Stored items:
○ ○ ○ ○ ○

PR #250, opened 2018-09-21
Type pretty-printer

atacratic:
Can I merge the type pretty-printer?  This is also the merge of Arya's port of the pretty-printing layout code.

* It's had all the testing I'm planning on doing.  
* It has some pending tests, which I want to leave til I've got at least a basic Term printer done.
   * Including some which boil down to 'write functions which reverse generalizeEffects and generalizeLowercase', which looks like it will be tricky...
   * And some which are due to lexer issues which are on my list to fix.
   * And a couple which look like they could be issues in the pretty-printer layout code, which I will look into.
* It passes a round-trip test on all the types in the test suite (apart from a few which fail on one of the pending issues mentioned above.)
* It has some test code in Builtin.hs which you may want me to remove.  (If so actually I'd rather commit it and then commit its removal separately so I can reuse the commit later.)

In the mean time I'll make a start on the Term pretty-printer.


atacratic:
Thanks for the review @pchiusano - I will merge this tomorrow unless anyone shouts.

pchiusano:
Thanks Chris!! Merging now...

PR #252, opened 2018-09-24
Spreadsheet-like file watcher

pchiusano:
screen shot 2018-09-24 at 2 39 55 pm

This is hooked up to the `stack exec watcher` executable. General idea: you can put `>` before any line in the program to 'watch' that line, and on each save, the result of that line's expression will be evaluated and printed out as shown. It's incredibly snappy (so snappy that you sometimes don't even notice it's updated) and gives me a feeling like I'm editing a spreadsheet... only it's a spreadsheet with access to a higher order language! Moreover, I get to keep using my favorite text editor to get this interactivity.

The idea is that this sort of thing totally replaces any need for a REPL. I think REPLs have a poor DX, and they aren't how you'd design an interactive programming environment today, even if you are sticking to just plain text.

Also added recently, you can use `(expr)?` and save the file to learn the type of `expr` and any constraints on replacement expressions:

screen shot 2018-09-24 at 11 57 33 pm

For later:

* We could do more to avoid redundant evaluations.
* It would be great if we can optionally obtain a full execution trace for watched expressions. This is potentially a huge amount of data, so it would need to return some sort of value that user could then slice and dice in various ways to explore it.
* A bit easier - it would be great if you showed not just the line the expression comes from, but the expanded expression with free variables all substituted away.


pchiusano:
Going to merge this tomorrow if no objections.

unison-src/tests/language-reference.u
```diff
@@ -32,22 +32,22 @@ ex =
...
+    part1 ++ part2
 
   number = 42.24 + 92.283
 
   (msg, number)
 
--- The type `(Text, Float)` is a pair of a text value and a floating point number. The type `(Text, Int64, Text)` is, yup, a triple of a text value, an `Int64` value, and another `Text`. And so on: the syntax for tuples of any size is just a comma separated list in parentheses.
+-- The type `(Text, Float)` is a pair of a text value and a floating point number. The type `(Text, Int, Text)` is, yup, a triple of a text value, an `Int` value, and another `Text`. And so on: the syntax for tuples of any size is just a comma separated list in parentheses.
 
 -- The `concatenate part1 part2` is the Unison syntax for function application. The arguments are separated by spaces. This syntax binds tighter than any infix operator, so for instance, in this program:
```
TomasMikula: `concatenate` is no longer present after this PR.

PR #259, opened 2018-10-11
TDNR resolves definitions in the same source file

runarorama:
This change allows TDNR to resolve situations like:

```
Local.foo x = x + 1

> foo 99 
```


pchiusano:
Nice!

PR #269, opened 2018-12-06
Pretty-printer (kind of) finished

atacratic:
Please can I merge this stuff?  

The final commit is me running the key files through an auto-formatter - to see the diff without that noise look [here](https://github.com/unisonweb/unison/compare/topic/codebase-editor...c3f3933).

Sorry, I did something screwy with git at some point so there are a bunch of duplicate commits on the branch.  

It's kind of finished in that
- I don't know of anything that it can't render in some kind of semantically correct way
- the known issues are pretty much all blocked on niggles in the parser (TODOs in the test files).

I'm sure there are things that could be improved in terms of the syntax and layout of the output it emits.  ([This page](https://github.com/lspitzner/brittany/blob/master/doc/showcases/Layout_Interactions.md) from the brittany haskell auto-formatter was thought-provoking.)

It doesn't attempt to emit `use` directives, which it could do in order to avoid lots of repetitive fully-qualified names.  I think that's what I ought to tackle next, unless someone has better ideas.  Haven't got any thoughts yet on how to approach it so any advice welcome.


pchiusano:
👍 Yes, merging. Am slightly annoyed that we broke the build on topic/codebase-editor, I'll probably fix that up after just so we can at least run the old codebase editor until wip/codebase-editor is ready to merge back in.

○ ○ ○ ○ ○

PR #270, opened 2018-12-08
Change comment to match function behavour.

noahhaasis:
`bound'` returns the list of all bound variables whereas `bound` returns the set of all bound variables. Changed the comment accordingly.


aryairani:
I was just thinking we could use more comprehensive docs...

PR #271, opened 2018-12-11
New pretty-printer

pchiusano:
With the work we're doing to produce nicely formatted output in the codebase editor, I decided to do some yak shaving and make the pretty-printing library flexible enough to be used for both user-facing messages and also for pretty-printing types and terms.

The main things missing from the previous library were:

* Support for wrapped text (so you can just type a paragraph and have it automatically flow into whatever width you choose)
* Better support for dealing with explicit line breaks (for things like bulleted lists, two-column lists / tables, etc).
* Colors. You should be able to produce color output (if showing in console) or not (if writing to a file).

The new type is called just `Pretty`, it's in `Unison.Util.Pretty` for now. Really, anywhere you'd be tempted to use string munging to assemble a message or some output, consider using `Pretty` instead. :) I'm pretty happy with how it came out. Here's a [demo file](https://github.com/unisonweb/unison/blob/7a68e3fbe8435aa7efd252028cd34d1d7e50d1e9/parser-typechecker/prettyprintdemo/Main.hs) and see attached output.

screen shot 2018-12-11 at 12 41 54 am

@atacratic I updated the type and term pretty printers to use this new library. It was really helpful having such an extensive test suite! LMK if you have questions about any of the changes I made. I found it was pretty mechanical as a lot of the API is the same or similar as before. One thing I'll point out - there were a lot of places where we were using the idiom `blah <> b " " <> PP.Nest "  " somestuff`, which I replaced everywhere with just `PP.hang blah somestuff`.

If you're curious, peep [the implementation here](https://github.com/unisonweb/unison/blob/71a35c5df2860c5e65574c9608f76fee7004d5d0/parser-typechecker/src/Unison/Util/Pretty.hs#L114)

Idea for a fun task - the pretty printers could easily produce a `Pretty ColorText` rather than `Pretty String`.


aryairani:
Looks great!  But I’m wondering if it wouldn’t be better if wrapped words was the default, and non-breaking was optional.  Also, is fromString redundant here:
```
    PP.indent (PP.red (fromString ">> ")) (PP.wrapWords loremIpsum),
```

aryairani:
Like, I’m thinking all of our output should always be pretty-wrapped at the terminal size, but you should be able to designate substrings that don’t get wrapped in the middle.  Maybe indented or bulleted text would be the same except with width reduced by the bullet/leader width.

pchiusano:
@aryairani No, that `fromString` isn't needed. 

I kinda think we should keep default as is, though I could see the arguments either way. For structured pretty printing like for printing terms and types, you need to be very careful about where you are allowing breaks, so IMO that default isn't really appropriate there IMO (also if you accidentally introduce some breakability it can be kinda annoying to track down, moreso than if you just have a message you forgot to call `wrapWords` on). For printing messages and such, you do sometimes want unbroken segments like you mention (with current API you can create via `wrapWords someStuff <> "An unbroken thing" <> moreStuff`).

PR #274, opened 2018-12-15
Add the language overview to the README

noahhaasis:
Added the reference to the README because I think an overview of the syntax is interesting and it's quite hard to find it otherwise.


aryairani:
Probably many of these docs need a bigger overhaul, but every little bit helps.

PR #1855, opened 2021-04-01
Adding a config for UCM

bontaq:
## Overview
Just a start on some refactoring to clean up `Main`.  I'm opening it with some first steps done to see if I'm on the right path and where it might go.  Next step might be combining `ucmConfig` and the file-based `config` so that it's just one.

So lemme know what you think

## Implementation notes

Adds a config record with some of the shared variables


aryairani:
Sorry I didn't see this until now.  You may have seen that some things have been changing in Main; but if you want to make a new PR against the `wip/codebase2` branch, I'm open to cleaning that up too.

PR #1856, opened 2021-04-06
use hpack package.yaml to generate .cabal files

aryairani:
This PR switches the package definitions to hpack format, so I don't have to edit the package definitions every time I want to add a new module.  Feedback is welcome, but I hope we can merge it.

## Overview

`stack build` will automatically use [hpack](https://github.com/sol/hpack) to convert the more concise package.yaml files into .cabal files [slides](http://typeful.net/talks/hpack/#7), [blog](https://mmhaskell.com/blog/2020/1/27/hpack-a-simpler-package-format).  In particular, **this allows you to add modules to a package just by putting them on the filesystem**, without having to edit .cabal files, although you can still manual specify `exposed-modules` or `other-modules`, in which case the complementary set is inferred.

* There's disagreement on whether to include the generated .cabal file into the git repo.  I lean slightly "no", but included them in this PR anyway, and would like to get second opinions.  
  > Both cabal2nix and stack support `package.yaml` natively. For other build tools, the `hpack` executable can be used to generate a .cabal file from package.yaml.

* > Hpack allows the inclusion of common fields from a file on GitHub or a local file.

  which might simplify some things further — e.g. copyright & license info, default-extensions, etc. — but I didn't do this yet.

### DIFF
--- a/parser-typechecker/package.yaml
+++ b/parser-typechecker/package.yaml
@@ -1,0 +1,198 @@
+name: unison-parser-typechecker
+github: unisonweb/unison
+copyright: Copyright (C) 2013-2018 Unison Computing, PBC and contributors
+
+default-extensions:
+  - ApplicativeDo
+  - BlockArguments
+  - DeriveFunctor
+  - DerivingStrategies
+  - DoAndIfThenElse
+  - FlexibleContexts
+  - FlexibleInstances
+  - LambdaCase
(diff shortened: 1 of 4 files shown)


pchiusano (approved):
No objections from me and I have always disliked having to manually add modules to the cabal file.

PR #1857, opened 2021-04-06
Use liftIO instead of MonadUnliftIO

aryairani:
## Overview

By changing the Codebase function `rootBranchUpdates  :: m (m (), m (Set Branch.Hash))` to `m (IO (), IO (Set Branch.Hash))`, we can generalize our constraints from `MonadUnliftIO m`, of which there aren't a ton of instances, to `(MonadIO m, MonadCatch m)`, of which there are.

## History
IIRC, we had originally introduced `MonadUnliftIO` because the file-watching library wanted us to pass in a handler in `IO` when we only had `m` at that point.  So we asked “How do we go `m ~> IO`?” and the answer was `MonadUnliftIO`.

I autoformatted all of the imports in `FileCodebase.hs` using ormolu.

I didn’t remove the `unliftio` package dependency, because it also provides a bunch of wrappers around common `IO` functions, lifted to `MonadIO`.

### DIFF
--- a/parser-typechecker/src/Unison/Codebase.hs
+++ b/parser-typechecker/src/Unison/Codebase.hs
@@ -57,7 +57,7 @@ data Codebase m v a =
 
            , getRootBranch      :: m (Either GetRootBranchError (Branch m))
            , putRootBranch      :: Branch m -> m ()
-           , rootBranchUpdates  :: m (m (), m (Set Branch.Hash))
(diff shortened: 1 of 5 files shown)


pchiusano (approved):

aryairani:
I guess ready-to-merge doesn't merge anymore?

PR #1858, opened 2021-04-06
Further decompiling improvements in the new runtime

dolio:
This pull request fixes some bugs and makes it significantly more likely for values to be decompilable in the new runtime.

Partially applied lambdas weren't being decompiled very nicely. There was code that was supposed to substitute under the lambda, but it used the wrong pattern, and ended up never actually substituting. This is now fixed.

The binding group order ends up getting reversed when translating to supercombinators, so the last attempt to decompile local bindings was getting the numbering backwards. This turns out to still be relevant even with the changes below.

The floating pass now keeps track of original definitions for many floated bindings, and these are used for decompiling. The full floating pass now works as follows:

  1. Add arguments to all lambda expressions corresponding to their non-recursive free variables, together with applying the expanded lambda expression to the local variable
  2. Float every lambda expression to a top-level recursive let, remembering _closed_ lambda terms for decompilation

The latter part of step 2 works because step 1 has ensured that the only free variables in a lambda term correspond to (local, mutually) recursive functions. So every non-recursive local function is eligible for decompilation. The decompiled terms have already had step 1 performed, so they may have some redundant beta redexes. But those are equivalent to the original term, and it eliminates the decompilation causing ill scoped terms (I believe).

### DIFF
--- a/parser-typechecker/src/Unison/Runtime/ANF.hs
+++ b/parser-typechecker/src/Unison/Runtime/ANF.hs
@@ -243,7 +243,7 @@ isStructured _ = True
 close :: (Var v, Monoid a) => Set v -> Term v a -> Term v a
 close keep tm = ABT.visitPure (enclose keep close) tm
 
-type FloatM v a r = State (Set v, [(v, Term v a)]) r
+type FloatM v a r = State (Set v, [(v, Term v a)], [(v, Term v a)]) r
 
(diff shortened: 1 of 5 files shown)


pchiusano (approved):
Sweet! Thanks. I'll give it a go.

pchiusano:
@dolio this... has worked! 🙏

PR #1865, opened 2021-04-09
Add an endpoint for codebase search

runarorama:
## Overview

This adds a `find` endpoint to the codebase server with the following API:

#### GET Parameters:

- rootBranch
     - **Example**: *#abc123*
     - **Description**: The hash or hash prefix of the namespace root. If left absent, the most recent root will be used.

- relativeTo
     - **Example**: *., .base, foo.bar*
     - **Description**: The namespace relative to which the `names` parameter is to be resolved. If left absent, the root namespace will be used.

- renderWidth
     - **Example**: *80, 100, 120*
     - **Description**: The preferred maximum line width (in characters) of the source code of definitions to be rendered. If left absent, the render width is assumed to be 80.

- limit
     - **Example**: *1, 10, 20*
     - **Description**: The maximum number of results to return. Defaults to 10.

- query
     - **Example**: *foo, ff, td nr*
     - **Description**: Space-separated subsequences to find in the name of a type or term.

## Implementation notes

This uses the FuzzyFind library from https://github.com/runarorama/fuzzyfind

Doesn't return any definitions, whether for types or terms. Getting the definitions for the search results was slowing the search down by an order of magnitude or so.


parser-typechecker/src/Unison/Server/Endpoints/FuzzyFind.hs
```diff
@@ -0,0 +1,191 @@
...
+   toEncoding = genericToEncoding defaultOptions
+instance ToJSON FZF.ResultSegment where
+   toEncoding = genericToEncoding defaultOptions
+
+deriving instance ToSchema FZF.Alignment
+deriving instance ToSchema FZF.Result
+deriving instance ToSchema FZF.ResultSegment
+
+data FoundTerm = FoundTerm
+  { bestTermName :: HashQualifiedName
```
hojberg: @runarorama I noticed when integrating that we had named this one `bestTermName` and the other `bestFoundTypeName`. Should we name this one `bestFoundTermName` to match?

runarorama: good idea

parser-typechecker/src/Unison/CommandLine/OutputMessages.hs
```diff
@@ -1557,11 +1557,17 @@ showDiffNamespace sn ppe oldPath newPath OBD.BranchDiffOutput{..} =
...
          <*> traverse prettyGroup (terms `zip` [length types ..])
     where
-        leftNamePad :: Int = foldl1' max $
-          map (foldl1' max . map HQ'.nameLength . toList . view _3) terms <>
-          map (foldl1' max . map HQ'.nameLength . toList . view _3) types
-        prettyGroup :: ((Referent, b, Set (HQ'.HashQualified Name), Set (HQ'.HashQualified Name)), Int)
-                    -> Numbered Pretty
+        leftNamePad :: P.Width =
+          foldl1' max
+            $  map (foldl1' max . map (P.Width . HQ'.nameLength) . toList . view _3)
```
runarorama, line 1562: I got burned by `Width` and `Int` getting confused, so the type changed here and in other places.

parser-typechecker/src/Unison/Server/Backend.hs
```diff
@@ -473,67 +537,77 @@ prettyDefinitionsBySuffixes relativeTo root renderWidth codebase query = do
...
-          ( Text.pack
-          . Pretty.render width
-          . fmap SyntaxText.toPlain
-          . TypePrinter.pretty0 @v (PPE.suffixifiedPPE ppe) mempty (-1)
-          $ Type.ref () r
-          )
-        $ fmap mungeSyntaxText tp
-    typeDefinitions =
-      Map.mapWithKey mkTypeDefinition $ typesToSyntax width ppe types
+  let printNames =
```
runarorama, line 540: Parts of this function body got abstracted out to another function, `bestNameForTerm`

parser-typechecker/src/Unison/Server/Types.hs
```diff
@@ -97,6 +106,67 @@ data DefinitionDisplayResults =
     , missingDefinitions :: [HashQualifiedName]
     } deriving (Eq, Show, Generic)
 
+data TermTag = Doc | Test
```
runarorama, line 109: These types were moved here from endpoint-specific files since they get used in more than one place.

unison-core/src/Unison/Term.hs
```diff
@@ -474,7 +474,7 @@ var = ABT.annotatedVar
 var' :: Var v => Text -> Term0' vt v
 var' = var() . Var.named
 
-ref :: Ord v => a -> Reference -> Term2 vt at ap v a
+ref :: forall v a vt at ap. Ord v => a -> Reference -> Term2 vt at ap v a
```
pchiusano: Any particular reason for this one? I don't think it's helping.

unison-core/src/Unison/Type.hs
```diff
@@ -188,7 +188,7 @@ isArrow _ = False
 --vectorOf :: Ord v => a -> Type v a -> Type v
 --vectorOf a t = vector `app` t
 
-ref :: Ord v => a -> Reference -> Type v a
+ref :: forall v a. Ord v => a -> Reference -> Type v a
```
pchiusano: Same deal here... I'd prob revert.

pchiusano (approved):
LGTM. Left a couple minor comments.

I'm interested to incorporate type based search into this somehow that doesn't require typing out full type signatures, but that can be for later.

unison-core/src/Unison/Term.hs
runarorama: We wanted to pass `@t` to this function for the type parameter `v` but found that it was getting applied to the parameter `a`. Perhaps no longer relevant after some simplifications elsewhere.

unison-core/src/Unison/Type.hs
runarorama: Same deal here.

○ ○ ○ ○ ○

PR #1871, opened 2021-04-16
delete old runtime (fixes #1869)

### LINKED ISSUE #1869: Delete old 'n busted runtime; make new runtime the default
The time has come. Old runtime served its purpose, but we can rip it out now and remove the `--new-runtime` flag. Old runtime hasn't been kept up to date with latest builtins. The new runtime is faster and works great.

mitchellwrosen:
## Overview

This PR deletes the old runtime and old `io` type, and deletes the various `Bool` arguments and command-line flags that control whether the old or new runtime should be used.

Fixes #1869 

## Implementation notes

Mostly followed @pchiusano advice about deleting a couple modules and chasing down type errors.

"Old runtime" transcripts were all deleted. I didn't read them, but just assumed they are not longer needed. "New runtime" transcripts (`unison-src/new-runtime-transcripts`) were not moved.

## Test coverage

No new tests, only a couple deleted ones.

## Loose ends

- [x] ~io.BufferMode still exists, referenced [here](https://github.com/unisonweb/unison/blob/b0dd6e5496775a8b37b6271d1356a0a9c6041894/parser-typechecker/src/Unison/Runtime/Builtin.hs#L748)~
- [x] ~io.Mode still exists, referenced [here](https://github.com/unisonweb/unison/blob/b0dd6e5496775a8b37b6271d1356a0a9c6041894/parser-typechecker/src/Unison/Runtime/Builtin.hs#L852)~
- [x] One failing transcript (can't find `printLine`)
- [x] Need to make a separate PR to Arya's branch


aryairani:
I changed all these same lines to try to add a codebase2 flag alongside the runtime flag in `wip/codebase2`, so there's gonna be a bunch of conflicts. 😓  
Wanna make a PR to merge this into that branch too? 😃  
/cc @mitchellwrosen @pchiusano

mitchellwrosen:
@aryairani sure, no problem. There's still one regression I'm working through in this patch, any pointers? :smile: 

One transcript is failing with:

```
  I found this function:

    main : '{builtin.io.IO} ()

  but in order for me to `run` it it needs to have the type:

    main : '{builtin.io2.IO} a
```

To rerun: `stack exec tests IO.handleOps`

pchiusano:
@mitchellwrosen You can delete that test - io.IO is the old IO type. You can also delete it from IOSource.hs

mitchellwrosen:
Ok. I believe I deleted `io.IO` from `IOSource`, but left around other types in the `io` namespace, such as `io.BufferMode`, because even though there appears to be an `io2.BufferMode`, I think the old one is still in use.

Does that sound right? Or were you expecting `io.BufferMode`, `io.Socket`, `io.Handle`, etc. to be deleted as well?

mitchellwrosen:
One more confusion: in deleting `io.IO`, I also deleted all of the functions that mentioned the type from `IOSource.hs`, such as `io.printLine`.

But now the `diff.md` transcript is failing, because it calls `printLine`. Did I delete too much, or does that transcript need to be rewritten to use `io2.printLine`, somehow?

○ ○ ○ ○ ○

WORK REQUEST:
Print again the lines of the entries above that fall between the line holding "all substituted away." and the line holding "- I don't know", inclusive, exactly as they stand.

SOLUTION TO THE PROBLEM:
* A bit easier - it would be great if you showed not just the line the expression comes from, but the expanded expression with free variables all substituted away.


pchiusano:
Going to merge this tomorrow if no objections.

unison-src/tests/language-reference.u
```diff
@@ -32,22 +32,22 @@ ex =
...
+    part1 ++ part2
 
   number = 42.24 + 92.283
 
   (msg, number)
 
--- The type `(Text, Float)` is a pair of a text value and a floating point number. The type `(Text, Int64, Text)` is, yup, a triple of a text value, an `Int64` value, and another `Text`. And so on: the syntax for tuples of any size is just a comma separated list in parentheses.
+-- The type `(Text, Float)` is a pair of a text value and a floating point number. The type `(Text, Int, Text)` is, yup, a triple of a text value, an `Int` value, and another `Text`. And so on: the syntax for tuples of any size is just a comma separated list in parentheses.
 
 -- The `concatenate part1 part2` is the Unison syntax for function application. The arguments are separated by spaces. This syntax binds tighter than any infix operator, so for instance, in this program:
```
TomasMikula: `concatenate` is no longer present after this PR.

PR #259, opened 2018-10-11
TDNR resolves definitions in the same source file

runarorama:
This change allows TDNR to resolve situations like:

```
Local.foo x = x + 1

> foo 99 
```


pchiusano:
Nice!

PR #269, opened 2018-12-06
Pretty-printer (kind of) finished

atacratic:
Please can I merge this stuff?  

The final commit is me running the key files through an auto-formatter - to see the diff without that noise look [here](https://github.com/unisonweb/unison/compare/topic/codebase-editor...c3f3933).

Sorry, I did something screwy with git at some point so there are a bunch of duplicate commits on the branch.  

It's kind of finished in that
- I don't know of anything that it can't render in some kind of semantically correct way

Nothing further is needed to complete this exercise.